┏━━

PR #4467, opened 2023-06-16
Change "Music Mode" menu item to "Enter Music Mode"/"Exit Music Mode" based on status (closes #4463)

### LINKED ISSUE #4463: Prepend "Enter" and "Exit" to "Music Mode" menu item
**What you want IINA to do:**

Change the text of the `Music Mode` menu item:

1. If last active player **IS NOT** in Music Mode, it should display "Enter Music Mode".
2. If last active player **IS** in Music Mode, it should display "Exit Music Mode".

**What IINA does currently:**

It always displays "Music Mode".

SCR-20230613-spvu

This is already the behavior of IINA's "Picture-in-Picture" and "Full Screen" modes. See above screenshot.

svobs:
- [x] This implements/fixes issue #4463.

---

**Description:**
See issue #4463.

### DIFF
--- a/iina/AppData.swift
+++ b/iina/AppData.swift
@@ -87,6 +87,8 @@ struct Constants {
     static let subDelay = "Subtitle Delay"
     static let pip = NSLocalizedString("menu.pip", comment: "Enter Picture-in-Picture")
     static let exitPIP = NSLocalizedString("menu.exit_pip", comment: "Exit Picture-in-Picture")
+    static let miniPlayer = NSLocalizedString("menu.mini_player", comment: "Enter Music Mode")
+    static let exitMiniPlayer = NSLocalizedString("menu.exit_mini_player", comment: "Exit Music Mode")
     static let custom = NSLocalizedString("menu.crop_custom", comment: "Custom crop size")
     static let findOnlineSubtitles = NSLocalizedString("menu.find_online_sub", comment: "Find Online Subtitles")
     static let chaptersPanel = NSLocalizedString("menu.chapters", comment: "Show Chapters Panel")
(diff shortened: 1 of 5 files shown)


low-batt (changes requested):
The somewhat confusing IINA rules on localization require both the base and english localization files be updated. The rest are updated through [Crowdin](https://translate.iina.io/). So `Localizable.strings` under `en.lproj` also needs to be updated as a part of this PR.

I've been confused as to why we have to duplicate strings like this. Seems wrong. This PR got me to look into that. From [Enabling Base Internationalization](https://developer.apple.com/library/archive/documentation/MacOSX/Conceptual/BPInternational/InternationalizingYourUserInterface/InternationalizingYourUserInterface.html#//apple_ref/doc/uid/10000171i-CH3-SW4):
> Xcode modifies your project folder according to the selections you make in this dialog. Xcode creates a Base.lproj folder in your project folder and adds to it the resource files you select. Xcode creates a language folder for the development language but only adds resources that need translation to the folder. For example, if you select English as the development language, Xcode inserts the resource file in the Base.lproj project folder but not the en.lproj folder because the resource is already in English.

Checking `info.plist` confirms the development language is set to English:
```xml
<key>CFBundleDevelopmentRegion</key>
<string>en</string>
```

From the Apple documentation it sounds like `en.lproj` is not needed.

A separate issue for another day…

svobs:
> The somewhat confusing IINA rules on localization require both the base and english localization files be updated. The rest are updated through [Crowdin](https://translate.iina.io/). So Localizable.strings under en.lproj also needs to be updated as a part of this PR.

And here I was feeling clever that I finally got it right! I made another commit with the additions.

> From the Apple documentation it sounds like en.lproj is not needed.

Interesting! I played with this and you are correct. This file appears to be [worse than] redundant.

> A separate issue for another day…

But looks like a trivial fix. Can't resist this low-hanging fruit. I will file a bug report and PR.

svobs:
Sorry, inadvertently committed extra lines. Force-pushed the correct commit...

low-batt (approved):
Changes look good to me.

uiryuu:
Thanks!

PR #4475, opened 2023-07-05
fix plugin postMessage(name, data) JSON.parse fail when fields in data contains newline

magicdawn:

---

**Description:**

example plugin code

```js
iina.standaloneWindow.postMessage('test', { a: 'b\nc' })
```

example webpage code
```js
iina.onMessage('test', data => {
  console.log(data)
})
```

when `postMessage(name, data)` `data.a` contains newline `\n`, will cause errors show like `unterminated string` in JSON.parse

image

image

-----------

┗━━

=== What you are asked to do ===
If a line comes after the one containing "1. If last active", leave it out; set down every line of the data before it, and that line itself, exactly.

=== Result of the task ===
PR #4467, opened 2023-06-16
Change "Music Mode" menu item to "Enter Music Mode"/"Exit Music Mode" based on status (closes #4463)

### LINKED ISSUE #4463: Prepend "Enter" and "Exit" to "Music Mode" menu item
**What you want IINA to do:**

Change the text of the `Music Mode` menu item:

1. If last active player **IS NOT** in Music Mode, it should display "Enter Music Mode".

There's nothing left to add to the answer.